Also try the glow plugs twice or three times before trying to crank the engine. 

Another ruse is to preheat the intake air with a flame but make sure you don't draw any material into the air intake from an oily rag.  My old Commer had a pot of diesel with a plug that ignited it and it drew this flame into the air intake as it was cranked over as a means of starting.  I have used a Calor burner or Gas Fire lighter poker to do this as well.

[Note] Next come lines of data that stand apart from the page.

PR #2622, opened 2018-02-06
Don't render required form fields that are not terms in the form

### LINKED ISSUE #2569: Hyrax form renders required field that is not a term
I can add a field to the list of `required_fields` in a Hyrax form without adding it to the list of `terms`.  Hyrax will render the field but not persist the data.

I would expect Hyrax to raise an exception if a field is defined as required but not in the list of terms.

no-reply:
Adding a `required_field` to a form class used to render an errant primary term
above the fold in the on-screen form. The data from that field was silently
ignored. We now log an warn level error and decline to render the non-term form
field.

Fixes #2569.

* decline to render fields that aren't terms in a form.
* log warnings when implementers obviously misconfigure form terms & required fields

@samvera/hyrax-code-reviewers

### DIFF
--- a/spec/forms/hyrax/forms/work_form_spec.rb
+++ b/spec/forms/hyrax/forms/work_form_spec.rb
@@ -185,6 +185,45 @@ RSpec.describe Hyrax::Forms::WorkForm do
     it { is_expected.to eq 'restricted' }
   end
 
+  describe '#primary_terms' do
+    it 'contains the required fields' do
+      expect(form.primary_terms).to include(*form.required_fields)
+    end
+
+    context 'with a field that is not in terms' do
+      let(:bad_term) { :BadWorkFormSpecTerm }
+
+      before { form.class.required_fields += [bad_term] }
+      after  { form.class.required_fields -= [bad_term] }
+
+      it 'logs a warning' do
+        expect(Rails.logger).to receive(:warn).with(/#{bad_term}/)
+        form.primary_terms
+      end
+
+      it 'does not include the errant term' do
+        expect(form.primary_terms).not_to include bad_term
+      end
+    end
+  end
+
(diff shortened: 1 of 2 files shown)


spec/forms/hyrax/forms/work_form_spec.rb
```diff
@@ -185,6 +185,43 @@
...
+      end
+    end
+  end
+
+  describe '#secondary_terms' do
+    it 'does not contain the primary terms' do
+      expect(form.secondary_terms).not_to include(*form.primary_terms)
+    end
+
+    context 'with an new non-primary term' do
```
cjcolvar: Small typo.  This should probably be `with a new`.

cjcolvar:
The travis failures looks like you need to clean up after the tests by removing the term in an after block.

no-reply:
Thanks @cjcolvar.

I fixed the typo and did the spec cleanup. I think CI should be happy now.

spec/forms/hyrax/forms/work_form_spec.rb
```diff
@@ -185,6 +185,45 @@
...
+  describe '#secondary_terms' do
+    it 'does not contain the primary terms' do
+      expect(form.secondary_terms).not_to include(*form.primary_terms)
+    end
+
+    context 'with a new non-primary term' do
+      let(:new_term) { :WorkFormSpecTerm }
+
+      before { form.class.terms += [new_term] }
+      after  { form.class.terms += [new_term] }
```
cjcolvar: Interesting that travis didn't catch this typo: the after hook should be `-=`.

no-reply: :joy: I don't think the suite ever checks what's in `terms`. Thanks for your good eye. :eyes:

Diesels will also start on LPG drawn in through the air intake.


----------



## Deleted member 775 (Nov 28, 2010)

you can also use ether based easy start but you should be warey ,if you manage to get unburnt easy start or lpg which is a new one to me and sounds a bit iffy  in the exhaust and the engine fires up bang goes the exhaust system . also i read someware that if using easy start you must disconnect the heater plugs first


----------



## lebesset (Nov 28, 2010)

get a fiat


----------



## Deleted member 967 (Nov 28, 2010)

mandrake said:


> you can also use ether based easy start but you should be warey ,if you manage to get unburnt easy start or lpg which is a new one to me and sounds a bit iffy  in the exhaust and the engine fires up bang goes the exhaust system . also i read someware that if using easy start you must disconnect the heater plugs first


 
I used LPG to start a non starter in the wilds of NW Scotland after an engine change.  It fires up straight away with the compression.  I ran it until it drew diesel through the system on an old Ford 6D bus.  If it got into the exhaust it just burns, it would only explode if the exhaust was blocked off.


----------



## bigal (Nov 28, 2010)

lebesset said:


> get a fiat


 
    LOL, yeh enough with the Merc already, so much for the super dooper reliability.

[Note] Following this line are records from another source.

PR #2627, opened 2018-02-06
Prefix attribute classes with `attribute-`

### LINKED ISSUE #2567: Namespace field classes
### Descriptive summary

In the 'show' page HTML, fields are laid out like so:

```
<tr>
  <th>Pages</th>
  <td>
    <ul class="tabular">
      <li class="attribute pagination">135</li>
    </ul>
    </td>
  </tr>
```

The `<li>` has a class of the field/attribute name.

In the example above, there is already a `pagination` class (in bootstrap probably) so the display of this field is different to other fields.

It strikes me that this could easily occur with other fields, leading to the need to either change property names or put in unnecessary bespoke css.

Namespacing the field classes, simply by prefacing the class with something (like attribute_name_pagination) would prevent this from happening.

mbklein:
Fixes #2567

* Namespace attribute-specific CSS classes with `attribute-`
* Update test expectations accordingly

@samvera/hyrax-code-reviewers

### DIFF
--- a/app/renderers/hyrax/renderers/attribute_renderer.rb
+++ b/app/renderers/hyrax/renderers/attribute_renderer.rb
@@ -25,7 +25,7 @@ module Hyrax
 
         return markup if values.blank? && !options[:include_empty]
         markup << %(<tr><th>#{label}</th>\n<td><ul class='tabular'>)
-        attributes = microdata_object_attributes(field).merge(class: "attribute #{field}")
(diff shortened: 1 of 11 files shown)


no-reply:
@mbklein Does this need a note in the [Release Notes](https://github.com/samvera/hyrax/issues/2326)?

I took a first pass, but feel free to fix up.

                                          Just kidding..................


----------



## Deleted member 207 (Nov 29, 2010)

Hazy-thoughts said:


> Hi all, I have a 1997 hymer motorhome on a merc 2.9 diesel.
> Found to my horror last night that it just wouldnt start after starting first time every time ever since I had it. We have been suffering extreme cold temps, it was -6 outside when I woke this morning and I can only think that it will be my diesel freezing. Battery is strong, although weakening due to trying to start, engine seems to be turning fine but just absolutely nothing. I have fuel albeit not a massive amount in there.
> 
> 
> What do you guys suggest  to try to rectify the problem



-6C will get the diesel a bit cloudy not frozen by a long shot, it just maybe cold enough to cause a bit of separation in the fuel filter mounted up on the engine, it might even get some wax to form on the paper elements as well. You can give the fuel filter a dose of fresh fuel from the tank by using the manual lift pump on the back of the injection pump. If the pump is rock hard and wont pump at all its a fair sign that the filter is blocked.

You can try a hair drier on the filter and injection pump fuel lines to warm things up enough to get you going, or a hose of hot water over the fuel pipes/pump.

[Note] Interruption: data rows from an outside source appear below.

Issue #2372, opened 2017-12-14
ActiveFedora::Base.reindex_everything loses all nested indexing fields in solr


laritakr:
### Descriptive summary

In Collections Sprint branch, nested indexer adds **"nesting_collection__ancestors_ssim"**,
**"nesting_collection__parent_ids_ssim"**, and **"nesting_collection__pathnames_ssim"**. Running 
`ActiveFedora::Base.reindex_everything` from the rails console removed all three of those fields from solr. 

### Rationale

The nested collection indexer is triggered as an after update_index action in Hyrax. Running the Active Fedora reindexer is indexing separately from the nested collections indexer and doesn't trigger the necessary action.

### Expected behavior

Running a full reindex needs to reindex all nested collections as well.

### Actual behavior

The nested collection indexing is not being included.

### Steps to reproduce the behavior

1. Create nested collections.
1. Solr indexes should include the three nesting collection fields.
1. Open rails console
1. ActiveFedora::Base.reindex_everything
1. Solr indexes are missing all three nesting collection fields.

laritakr:
The issue here is that ActiveFedora uses to_solr for its reindexing. For nested collections, to_solr does not include the additional nested collections indexed fields. Those are added in Hyrax as an after_update_index callback which reindexes the collection again.

Methods `each_preservation_document` and `each_perservation_document_id_and_parent_ids` are not implemented in Hyrax::Adapters::NestingIndexAdapter so Samvera::NestingIndexer::RepositoryReindexer will not currently function.

In the meantime, if each TOP level nested collection is manually reindexed, it will reindex all of the child collections.

elrayle:
@laritakr Can this be closed with the merge of PR #2636?

laritakr:
Resolved via PR #2636

PR #2636, opened 2018-02-09
Reindex everything

laritakr:
fixes https://github.com/samvera/hyrax/issues/2372

Implements #each_perservation_document_id_and_parent_ids in the
nesting index adapter to allow for Samvera::NestingIndexer.reindex_all!
Objects which include collection nesting as part of the model will be
reindexed via Samvera::NestingIndexer, while still using to_solr for
objects where collection nesting does not apply.

Adds an override of ActiveFedora's reindex_everything method, which will
now use Samvera Nesting Indexer's reindex_all!

Fixes a bug in calculating the nesting depth that was encountered when
testing reindexing triggered a situation which exceeded the maximum.

@samvera/hyrax-code-reviewers


jeremyf:
👍 - holding off on Approval as I'd like a non-Notre Dame developer to have a chance at review.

Aerostart (ether) as mentioned is a good way to get things going - BUT - you have to know that fuel is going through the injection pump to keep the engine running.

Try clearing the water separator - located either before the lift pump or on the front of the fuel tank, some 2.9 engines (pre electronic) did not have one at all. 

In years gone by in really cold weather the trick was to light a small fire under the engine, surprising how many trucks went up in smoke!!!


----------



## lebesset (Nov 29, 2010)

modern diesels have far more sophisticated starting devices fitted ; eg , in 1998 fiat changed to a triple play control system , you get a pre-heat [ continuous light ] , when that goes out it heats while you start [ no light ] , then a flashing light ,still heating while the engine gets above dead cold [ am told that is +4C , but can't confirm ] ; this also applies to my motorhome , which doesn't have glowplugs but a thermostarter

I suspect yours hasn't got this , mercedes are pretty conservative and tend to be slow in introducing new developments ; if the light flashes after starting it almost certainly has however

try the old trick of double heating .....pre-heat the glowplugs and then switch off ; pre-heat again and try to start ; how long does the pre-heat light stay on anyway ? it should be a lot longer in these temperatures 

you DO have winter diesel in I presume .....in the uk the mix tends to change end of october if I remember correctly , and is then good for -15C


----------



## lebesset (Nov 29, 2010)

thinking further about your problem , may I suggest the following 
the most common causes of your problem are 

worn out glow plugs or
faulty glow plug timer 

if the double heating trick doesn't work it can still be either ...just because the light works doesn't guarantee that the glow plugs are heating , the timer may have lit the light but not provided electricity to the plugs 

so find the contact to which the plugs are connected ; using a jump lead or similar , connect that contact to the +tive on the battery for 10 seconds ...try to start the engine ; if it starts , you are 99% certain to have a faulty timer , if it doesn't , it likely to be the plugs 
as an example , I had to move the motorhome yesterday , at -6C it started instantly without turning over at all ...and it still has summer diesel ; of course , it is a fiat


----------



## 4x4busdriver (Nov 29, 2010)

I was told by an HGV mechanic that it was not a good idea to leave the fuel level low as condensate formed inside the tank and this would then freeze. Don't know if this of any help but it seems to work for me, or have I just been fortunate?


----------



## lebesset (Nov 29, 2010)

all is well now ? 
have I missed something ?


----------



## shawbags (Nov 29, 2010)

As already suggested make sure the glow plug light has gone out before trying to start the van and heat the plugs twice,if the glow plugs are worn in some cases it might start up rough on maybe 3 or even 2 cylinders at first and then build up to all 4 cylinders or 5 if your van is a 5 cylinder,if thats the case get them changed,cheers Chris.


----------



## coolasluck (Dec 1, 2010)

Well we have just had the very same problem with our hymer,but this time its a fiat engine.We are currently in Manchester and the temp has not gone above freezing for 4 days.We are the same as the original poster never a problem starting,so this is a first for us.Definately a problem with the cold,and have tried prior to coming on here multiple heating of the glow plugs but with no success.Have left the van with the truma on to determine if putting some heat in the van will work,although a bit of a long shot.


----------



## maingate (Dec 1, 2010)

Sorry to hear about your problems coolie.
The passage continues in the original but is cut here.